# My Friend HS928TC doesn't blow half Far of my old HS828TC



## mobeasto123 (Dec 31, 2013)

Hi there, 

My Friend has a 2006 HS928TC and she doesn't throw snow very far, maybe between around 25 feet. We checked the Auger Strap, the strap is in good condition, in fact she is brand new from last season. We adjusted the Auger Bender by slacking the nut and sliding more inside snowblower as supposed to be done. No real result with that..

So now what are we supposed to check.. No bad bearing sound .. apart that she runs really fine..
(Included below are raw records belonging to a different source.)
PR #1384, opened 2015-08-21
GIF parameters

radarhere:
Train of thought started by #1355. Combines PR #1378 and #1379

GifImagePlugin currently uses only the params passed directly into Image's `save` method. It doesn't retrieve any params from the image itself. It effectively does not roundtrip properties. The reason that this has gone unnoticed is that `duration` and `loop` have only started to be saved recently, there is no test to roundtrip `transparency` that I can see, `version` has been fixed when saving and `background` is the one exception to this rule.

So this PR merges the params passed in with those of the image itself, with the parameters passed in having priority.

***

The second part of this is the GIF version. GifImagePlugin has the output version number fixed as 87a, but may use features that are only valid for 89a.

http://www.w3.org/Graphics/GIF/spec-gif89a.txt
"The specification given here defines version 89a, which is an extension of version 87a."

The features that require 89a are -

Graphic Control Extension
Comment Extension (unused by Pillow)
Plain Text Extension (unused by Pillow)
Application Extension
"An encoder should use the earliest possible version number that includes all the blocks used in the Data Stream."

I think that this sounded reasonable in 1990, but today, both versions of GIF would be supported on a given platform. My suggestion is - if 89a features are used, then 89a. Otherwise, if the input has a version, use that. Otherwise, 87a.

This PR also makes that change.

PR #1320, opened 2015-06-30
Merged gifmaker into GifImagePlugin

radarhere:
Resolves #1271

This is the first step in saving multiframe images (#733), by merging the functionality of the gifmaker script into GifImagePlugin.

Happy to accept other ideas about how to do `save_all`. In this pull request, I'm imagining `im.save('test.gif', save_all=True)`

PR #2317, opened 2016-12-29
Combine duration of identical GIF frames when saving

### LINKED ISSUE #2314: saving animated gif drops frames
### What did you do?

Saved a set of 100 png files as an animated gif then opened the gif

I expected the gif to have 100 frames, same as the number of png files

### What actually happened?

The gif has only 70 frames

pillow 3.4.2, python 3.5.2

### Demo

There are 100 png files in the folder `save_folder`, named 000.png through 099.png. The first 16 images are identical to one another, and the final 16 images are identical to one another. The other 68 images are all different from each other. In other words, the animation would show the first image for 16 frames, then run through the middle 68 frames before coming to the concluding image which it shows for 16 frames. But when I save the gif, it is missing 15 of the first 16 images and 15 of the final 16 images. Thus there is no "pause" at the beginning or end of the animation.

```python
images = [Image.open(image) for image in glob.glob('{}/*.png'.format(save_folder))]
len(images)
```
returns: 100

```python
gif = images[0]
gif.save(fp=gif_filepath, format='gif', save_all=True, append_images=images[1:])
Image.open(gif_filepath).n_frames
```
returns: 70

radarhere:
Resolves #2314

If identical frames exist in a GIF when saving, combine their durations.

Also removes a copy operation in this refactoring. This operation was last modified in https://github.com/python-pillow/Pillow/pull/1384/commits/e88e90b8ede189221199c429340d3242fc9dc318 and before that in https://github.com/python-pillow/Pillow/pull/1320/commits/2c4fe7281f4c58ab9f5f32addd835678c1363e35. I can't see a reason for it.

### DIFF
--- a/PIL/GifImagePlugin.py
+++ b/PIL/GifImagePlugin.py
@@ -378,7 +378,7 @@ def _save(im, fp, filename, save_all=False):
                         first_frame = None
 
                     # delta frame
-                    delta = ImageChops.subtract_modulo(im_frame, previous.copy())
+                    delta = ImageChops.subtract_modulo(im_frame, previous)
                     bbox = delta.getbbox()
 
                     if bbox:
--- a/PIL/GifImagePlugin.py
+++ b/PIL/GifImagePlugin.py
@@ -302,7 +302,7 @@ except ImportError:
 RAWMODE = {
     "1": "L",
     "L": "L",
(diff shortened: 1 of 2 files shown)


wiredfool:
Closing in favor of #2374

PR #2319, opened 2016-12-29
Updated pngquant to 2.8.2

radarhere:


depends/install_imagequant.sh
```diff
@@ -1,7 +1,7 @@
 #!/bin/bash
 # install libimagequant
 
-archive=pngquant-2.6.0
+archive=pngquant-2.8.2
```
wiredfool: This didn't actually work due to a change in the project/makefile:
https://travis-ci.org/python-pillow/Pillow/jobs/187587442#L2240

radarhere: Thanks for noticing. I've created PR #2354.

PR #2320, opened 2016-12-29
Updated tested versions of libjpeg

radarhere:
libjpeg 9b has been a part of Pillow since PR #1673 and https://github.com/python-pillow/pillow-wheels/pull/29


aclark4life:
Thanks

PR #2329, opened 2017-01-01
Refactor out postprocessing hack to load_end in PcdImageFile

wiredfool:

 * Move single purpose hack in imagefile.load to PcdImagePlugin.load_end()


PIL/PcdImagePlugin.py
```diff
@@ -42,6 +42,7 @@ def _open(self):
             raise SyntaxError("not a PCD file")
 
         orientation = i8(s[1538]) & 3
+        self.tile_post_rotate = None
         if orientation == 1:
             self.tile_post_rotate = 90  # hack
```
radarhere: Would you also like to remove the '# hack' comment here?

PR #2330, opened 2017-01-01
In progress update to #2032

wiredfool:
Fixes #2032.

 * Close any single frame files

### DIFF
--- a/Tests/test_file_tiff.py
+++ b/Tests/test_file_tiff.py
@@ -490,6 +490,7 @@ class TestFileTiffW32(PillowTestCase):
         tmpfile = self.tempfile("temp.tif")
         import os
 
+        # this is an mmaped file. 
         with Image.open("Tests/images/uint16_1_4660.tif") as im:
             im.save(tmpfile)
 
@@ -499,7 +500,12 @@ class TestFileTiffW32(PillowTestCase):
         self.assertRaises(Exception, lambda: os.remove(tmpfile))
         im.load()
         self.assertTrue(fp.closed)
-        # this should not fail, as load should have closed the file. 
+
+        # this closes the mmap
+        im.close()
+        
+        # this should not fail, as load should have closed the file pointer,
+        # and close should have closed the mmap
         os.remove(tmpfile)
 
 if __name__ == '__main__':
--- a/Tests/test_file_tiff.py
+++ b/Tests/test_file_tiff.py
@@ -1,6 +1,7 @@
 import logging
 from io import BytesIO
 import struct
+import sys
 
 from helper import unittest, PillowTestCase, hopper, py3
 
@@ -468,6 +469,21 @@ class TestFileTiff(PillowTestCase):
 
         self.assertEqual(b'Dummy value', reloaded.info['icc_profile'])
 
+@unittest.skipUnless(sys.platform.startswith('win32'), "Windows only")
+class TestFileTiffW32(PillowTestCase):
+    def test_fd_leak(self):
+        tmpfile = self.tempfile("temp.tif")
+        import os
+
+        with Image.open("Tests/images/uint16_1_4660.tif") as im:
+            im.save(tmpfile)
+
+        im = Image.open(tmpfile)
+        im.load()
+        self.assertRaises(Exception, lambda: os.remove(tmpfile))
+
+        im.close()
+        os.remove(tmpfile)
 
 if __name__ == '__main__':
     unittest.main()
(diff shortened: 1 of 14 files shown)


homm:
My recent thoughts about the problem:

* `exclusive_fp` is good name for variable in `PIL.Image.open` function. This refers to the fact that the file pointer was created inside the function and could be easily freed in case of error.
* `_exclusive_fp` if not such good name for the image property. The pointer could be exclusive while we still can't close it after the initial loading.
* If the pointer is really **not** exclusive (file is opened not in the `PIL.Image.open` function), we shouldn't do anything at all.
* If the pointer **is exclusive** we must close the pointer at some point. In worst case in `__del__` method.
* There is a huge issue with `__del__` method in Python 2.7: objects with`__del__` could not be collected in case of circular references. As a result, the hypothetical memory leak can turn into real memory leak. On the other hand, there is no memory leak related to not properly closed file pointers in Python 2.7. So we can relatively safe implement `__del__` method only for Python >= 3.4 (see [gc.garbarge](https://docs.python.org/3.6/library/gc.html#gc.garbage)).
* For most of the image plugins we can close file pointers much earlier than in `__del__` method. To distinguish this cases, we need separate flag in the `PIL.Image.Image` class. In current implementation (this PR), this flag is combined with `_exclusive_fp`. I believe we should separate them.

In conclusion:

* In `PIL.Image.open` always set `_exclusive_fp` without any conditions:
    ```python
    im._exclusive_fp = exclusive_fp
    ```
* Add flag to the Image class:
    ```python
    _close_exclusive_after_loading = True
    ```
* Set it in all places [like this](https://github.com/python-pillow/Pillow/pull/2330/files#diff-22ef6cdf231992915ec315132b2d4aecR67):
    ```python
    self._close_exclusive_after_loading = False
    ```
* Add to `PIL.ImageFile.ImageFile.load` method [another check](https://github.com/python-pillow/Pillow/pull/2330/files#diff-6b6c4410a4159082c840f529897c991aR250):
    ```python
    if self._exclusive_fp and self._close_exclusive_after_loading:
        self.fp.close()
    ```
* Add to `PIL.Image.Image` for Python >= 3.4 `__del__` method.
    ```python
     def __del__(self):
        if self.fp and self._exclusive_fp:
            self.fp.close()
        self.fp = None
    ```

wiredfool:
So, to sum up:

* If we've opened the file, we have to close it. 
  * If it's multiframe, leave it open til `__del__`
  * If not, close it when we've loaded. 
  * If we don't load, then close it in the `__del__` method.
* If we're passed an open file, we leave it open.

homm:
Right

wiredfool:
Ok, I think that's the right way to handle the file closing.

okor:
I just wanted to thank both of you for working on this. I know it's a lot of hard work. And I know the Thumbor crowd will deeply appreciate this fix. Ping me if I can help : )

wiredfool:
Ok. I now understand the test failure on windows. 

For images where we have a memory mapped file, even if we close the file pointer, we've still got a map open to the underlying file until the image is closed. We can't close that map until we're not going to access the image pixels again. 

"""
class TestFileTiffW32(PillowTestCase):
    def test_fd_leak(self):
        tmpfile = self.tempfile("temp.tif")
        import os

        with Image.open("Tests/images/uint16_1_4660.tif") as im:
            im.save(tmpfile)

        im = Image.open(tmpfile)
        fp = im.fp
        self.assertFalse(fp.closed)
        self.assertRaises(Exception, lambda: os.remove(tmpfile))
        im.load()
        self.assertTrue(fp.closed)
   
       # this will allow the remove to work
        im2 = im.copy()
        im = None

        # this should not fail, as load should have closed the file. 
        os.remove(tmpfile)
"""

So, I believe that this test is actually hitting a different issue (can't remove a mapped file on windows), and if we opened a jpeg file (which can't be mmaped) it would succeed and the file closing issue would apparently pass.

wiredfool:
Ok, I think we're finally good here.

wiredfool:
@homm, this look good to you?

Tests/test_file_tiff.py
```diff
@@ -468,6 +469,44 @@ def test_saving_icc_profile(self):
 
         self.assertEqual(b'Dummy value', reloaded.info['icc_profile'])
 
+    def test_close_on_load(self):
+        # same as test_fd_leak, but runs on unixlike os
+        tmpfile = self.tempfile("temp.tif")
```
homm: It is not clear: is it a path or file-like object?

homm:
I'd like to see tests for both cases: when pf is exclusive and not

Tests/test_file_tiff.py
wiredfool: Tempfile returns a path.

```
    def tempfile(self, template):
        assert template[:5] in ("temp.", "temp_")
        fd, path = tempfile.mkstemp(template[4:], template[:4])
        os.close(fd)

        self.addCleanup(self.delete_tempfile, path)
        return path
```

PR #2340, opened 2017-01-06
Removed unnecessary import

radarhere:
Resolves a TODO in _binary to replace `from struct import ...` with `import struct`

Cherry-picks an isolated commit from #2339 that achieves the same goal in JpegImagePlugin.

### DIFF
--- a/PIL/JpegImagePlugin.py
+++ b/PIL/JpegImagePlugin.py
@@ -38,7 +38,6 @@ import array
 import struct
 import io
 import warnings
-from struct import unpack_from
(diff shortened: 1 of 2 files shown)


jleclanche:
lgtm

wiredfool:
That todo was satisfied by the changes in https://github.com/radarhere/Pillow/commit/aeb1e61aa753beacf442763f0df23af8fb9c781c , which replaced a whole bunch python stuff with `struct.un/pack`.

radarhere:
Thanks for catching that. Okay, I have updated this PR to remove the TODO instead.

PR #2347, opened 2017-01-08
Moved iCCP chunk before PLTE chunk when saving as PNG

### LINKED ISSUE #2201: PNG: iCCP must precede PLTE
```Python
from PIL import Image
img = Image.new(size = (1, 1), mode = 'P')
img.save('file.png', icc_profile = 'ICC') # bogus
```
```Bash
$ pngcheck -v file.png 
File: file.png (883 bytes)
  chunk IHDR at offset 0x0000c, length 13
    1 x 1 image, 8-bit palette, non-interlaced
  chunk PLTE at offset 0x00025, length 768: 256 palette entries
  chunk iCCP at offset 0x00331, length 24:  must precede PLTE
ERRORS DETECTED in file.png
```
[Chunk ordering as per the PNG spec.](https://www.w3.org/TR/PNG/#5ChunkOrdering)

radarhere:
Fixes #2201

### DIFF
--- a/PIL/PngImagePlugin.py
+++ b/PIL/PngImagePlugin.py
@@ -715,6 +715,8 @@ def _save(im, fp, filename, chunk=putchunk, check=0):
           b'\0',                                # 11: filter category
           b'\0')                                # 12: interlace flag
 
+    chunks = [b"cHRM", b"gAMA", b"sBIT", b"sRGB", b"tIME"]
+
     icc = im.encoderinfo.get("icc_profile", im.info.get("icc_profile"))
     if icc:
         # ICC profile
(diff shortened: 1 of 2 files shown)


homm:
Tests?

radarhere:
Okay, I've added a test.

wiredfool:
So with this patch are we handling the ordering correctly for all of the chunks now?

radarhere:
For all of the chunks that are written specifically, yes, the iCCP change covers it.

However, there is writing of arbitrary chunks at https://github.com/python-pillow/Pillow/blob/master/PIL/PngImagePlugin.py#L762. So I have added another commit to this PR to restrict that process to writing allowed chunk names, in the correct order, that are not specifically written elsewhere in the file,.

PR #2349, opened 2017-01-09
Replaced absolute PIL imports with relative imports

### LINKED ISSUE #2342: Cleanup: Replace absolute PIL imports with relative imports
There's a ton of stuff like this in all the plugins:

`from PIL import Image, ImageFile, ImagePalette, _binary`

The ones shipped with PIL should be using relative imports instead.

This would also be a good occasion to replace all this kind of nonsense:

```py
from PIL import Image, ImageFile, ImagePalette, _binary
i8 = _binary.i8
i16 = _binary.i16le
i32 = _binary.i32le
o8 = _binary.o8
o16 = _binary.o16le
o32 = _binary.o32le
```

With this:

```py
from ._binary import i8, i16, i32, o8, o16, o32
```

radarhere:
Resolves #2342

The following files cannot use relative imports because they may be run directly, as shown by their `if __name__ == "__main__":` line -
- IcnsImagePlugin
- ImageCms
- ImageShow
- SpiderImagePlugin

### DIFF
--- a/PIL/BdfFontFile.py
+++ b/PIL/BdfFontFile.py
@@ -19,8 +19,7 @@
 
 from __future__ import print_function
 
-from PIL import Image
-from PIL import FontFile
+from . import Image, FontFile
 
 
 # --------------------------------------------------------------------
--- a/PIL/BmpImagePlugin.py
+++ b/PIL/BmpImagePlugin.py
@@ -24,17 +24,12 @@
 #
 
 
-from PIL import Image, ImageFile, ImagePalette, _binary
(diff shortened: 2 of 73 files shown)


radarhere:
This makes me think about the usefulness of a 'It's fine, it's fine, the coverage only dropped because there's fewer lines' label.

wiredfool:
Coveralls is only approximately useful, as there are often 'changes' in coverage to unrelated files. 

Perhaps a better label would be 'It's fine, coveralls is drunk. Again.'

PR #3749, opened 2019-03-26
Fixed deprecation warnings

radarhere:
The [Python 3.8 Travis job](https://travis-ci.org/python-pillow/Pillow/jobs/510918029) has started failing. A test for no unclosed file warning is failing on a deprecation warning that was recently added - https://github.com/python/cpython/pull/12473/commits/0895793194cd5f1153d2a286ed3a4fc876149b16 

This PR fixes the situation.

### DIFF
--- a/src/_imaging.c
+++ b/src/_imaging.c
@@ -71,6 +71,7 @@
  * See the README file for information on usage and redistribution.
  */
 
+#define PY_SSIZE_T_CLEAN
 #include "Python.h"
 
 #ifdef HAVE_LIBJPEG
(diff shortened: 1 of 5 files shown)


hugovk:
Thanks! Good to see the 3.8-dev build has saved us surprises later!

QuLogic:
Some of these look a bit suspicious to me. The types were changed from `int` to `Py_ssize_t`, but the `PyArg_ParseTuple` calls still specify `i`.

radarhere:
@QuLogic isn't that the change of behaviour that the deprecation warning is describing though?

QuLogic:
No, the `#define` only affects types that are `#` (e.g., `y#`); it does not affect `i` (which remains an `int`).

QuLogic:
I've written a patch to change the `PyArg_ParseTuple` calls to `n` where necessary, but I see that only `src/encode.c` was really changed. Seemingly-equivalent variables in `src/decode.c` were not changed, e.g. GIF bits [encode](https://github.com/python-pillow/Pillow/blob/master/src/encode.c#L410) vs. [decode](https://github.com/python-pillow/Pillow/blob/master/src/decode.c#L438).

So would it be better to move to the `n` type specifier or revert some of these to `int`?

PR #3752, opened 2019-03-26
Update Trove licence classifiers

hugovk:
* The "Standard PIL license" has been identified as "Historical Permission Notice and Disclaimer (HPND)" (https://github.com/python-pillow/Pillow/issues/1507#issuecomment-476373096)
 * This has now been added as a PyPI Trove classifier (https://github.com/pypa/warehouse/issues/5627) 

 * Sort the classifiers

 * Replace `License :: Other/Proprietary License` with `License :: OSI Approved :: Historical Permission Notice and Disclaimer (HPND)`

 * Remove the `license` parameter:
   * "this argument is meant for deviations from the Trove classifier, not instead of it" (https://github.com/pypa/packaging.python.org/pull/492)


hugovk:
Pyroma was failing because "Your package does not have license data". When there's a known Trove licence, `licence` can and should be omitted, according to https://github.com/pypa/packaging.python.org/pull/492.

I've reported this to pyroma (https://github.com/regebro/pyroma/issues/38) and relaxed our test in the meantime.

aclark4life:
LGTM, thanks

PR #3761, opened 2019-04-01
Improve exif_transpose

radarhere:
Sequel to #3687, incorporating #3625 

Now that Pillow can modify EXIF information, change the `exif_transpose` method to not just record internally that a transposition has occurred, but actually remove it from the EXIF data that specified it in the first place.

### DIFF
--- a/Tests/test_imageops.py
+++ b/Tests/test_imageops.py
@@ -1,7 +1,6 @@
 from .helper import PillowTestCase, hopper
 
 from PIL import Image
-from PIL import ImageFile
 from PIL import ImageOps
 
 try:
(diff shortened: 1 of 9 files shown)


radarhere:
Since some operations transform an ImageFile instance into an Image, I've added a commit to allow `exif_transpose` to work with Image instances as well.

radarhere:
I've realised that #520 suggested `Image.getexif()`, not `ImageFile.getexif()`. That is better, because after an ImageFile instance is changed into an Image instance by, for example, a `copy()` operation, `getexif()` can still be run. I've added a commit to move the class. Let me know if there are any thoughts otherwise.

Really my Old HS828 really throw twice as far..

Thanks in advance 

David


----------



## Shryp (Jan 1, 2011)

Is the engine running at the full speed? 3600 RPM or more?


----------



## mobeasto123 (Dec 31, 2013)

I Find that she doesn't take as much throttle under load that mine is taking.. maybe it could be an issue 
By the way where are we supposed to take the Rpm,.. My friend have a timing lamp to see the rpm. But I dont really knwo where to take it..


----------



## Shryp (Jan 1, 2011)

I don't think those old timing lamps are of any use on one of those engines. You need a digital tach or a sirometer(sp?) / vibrotach.


----------



## mobeasto123 (Dec 31, 2013)

And if I have would one of those digital tach were do I take it


----------



## Shryp (Jan 1, 2011)




----------



## mobeasto123 (Dec 31, 2013)

Perfect Thanks again, we will check that !!!


----------